[Dataset excerpts]
────────

PR #1886, opened 2022-11-03
UNION to UNION ALL for nft related views

sohwak:

Objective: https://github.com/duneanalytics/spellbook/pull/1873

Change `UNION` to `UNION ALL` for nft views.
the changes in this PR are only for views related `nft` spell; this will not take much time to modify, but I expect a remarkable performance improvement.

*For Dune Engine V2*
I've checked that:
General checks:

Pricing checks:

Join logic:

Incremental logic:


sohwak:
fyi, I compared each of performance:
https://dune.com/dune_hack/union-vs-unionall

dot2dotseurat:
Hi @sohwak, I did some experimentation with the table produced by your PR `test_schema.git_923fc0e3_nft_trades` and `nft.trades` and I don't see a performance improvement with respect to query time. 

When I do a limit 100 on each view, `nft.trades` had a query time of 6.66M and 1.47h task time and `test_schema.git_923fc0e3_nft_trades` had a query time of 7.43m and 1.47h of task time. I don't think we are seeing a difference in query time because we are not doing much (if any) deduplication. We use UNION instead of UNION ALL in case we have duplicates in the view but there should theoretically be no duplicates based on how this table is set up. 

What I do see is the task time on element_bnb.events is WAY higher than all the other underlying tables and I've just verified that the table seems to be partitioned on block_time and it should be block_date. I think we should keep using UNION instead of UNION ALL but look to improve the query performance by fixing the element_bnb.events table.  

I'm going to close these UNION v UNION ALL PRs if that is ok with you and open a fix for the element_bnb.events table. Thank you for raising this PR because I don't I would have seen that issue otherwise and it should help querytime on nft.trades significantly.

sohwak:
@dot2dotseurat, thank you for the test. I was worried that it wouldn't make much difference because the current DB performs well, and it seems this happened. Still, I'm glad you found improvements in other parts and found them helpful.

Sorry for bothering you but could you do one more test? The difference between `UNION` vs `UNION ALL` is well-known query performance degradation, so the result is a little bummer.

Could you please take `EXPLAIN` for the below queries?
https://dune.com/queries/1525390
https://dune.com/queries/1525493

It is put `EXPLAIN EXTENDED` at the beginning of the query, but it is not possible for the general user who does not have permission. https://docs.databricks.com/sql/language-manual/sql-ref-syntax-qry-explain.html

Actually, the query itself was written to take a lot of loads. The current DB performance is good, so I put a lot of performance load on purpose because I thought it would be done quickly if I didn't do this.

I wonder how DB handles this query at least.

dot2dotseurat:
@sohwak there's some sensitive data in EXPLAIN (mainly s3 buckets). I started to redact them but it could be easier to summarize why one of those queries is much faster than the other (afaik). The UNION ALL query is fully supported by [Photon](https://www.databricks.com/product/photon) whereas the UNION query is not. 

When I do the same test with nft.trades (union versus union all). Both are fully supported by Photon. I think that's why didn't see the gains you saw on your sample queries. 

To be honest, I don't see why the UNION query isn't supported by Photon but the UNION ALL one is. The error message is `Photon scan does not support the columns having data types: [(access_list,array)]` which seems weird to me because the tables in both queries have the same column types so it might have something to do with applying DISTINCT to that data type which UNION would need to do. 

This does make me think that we should be surfacing if Photon is supporting queries back to wizards. That difference in performance for your examples is shocking.

dot2dotseurat:
This is really good work and I'm sorry we aren't giving you good tools to dig into this yourself. It's really useful that you are looking into this.

sohwak:
@dot2dotseurat 
Yeah, well, thank you for testing. I wanted to help with performance personally, and I also curious how it was handled here with databricks. Anyway, the Photon engine seems to handle it well; I'll close this up.

And by the way, It wasn't asking to use a tool. I think the policy here, Dune v2 is much better than Dune v1. I hope that another feature (even if for a paid-version) will come out.

dot2dotseurat:
It did give me the idea that I should really find a way to easily expose if the query is supported by Photon or not. It seems like it could be useful. Thanks again, we really appreciate your looking into performance stuff.

jkylling:
Link T-20616

soispoke:
@sohwak after looking into it more it seems like improvements are actually quite big using the UNION ALL instead of UNION approach so I'm going to merge this, thanks again for contributing !

soispoke (approved):

sohwak:
Oh, that's also a good conclusion. I'm glad it was helpful.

────────

### What you have to do
Pull out every line in the data above that has the word "will".

### Task output
the changes in this PR are only for views related `nft` spell; this will not take much time to modify, but I expect a remarkable performance improvement.
And by the way, It wasn't asking to use a tool. I think the policy here, Dune v2 is much better than Dune v1. I hope that another feature (even if for a paid-version) will come out.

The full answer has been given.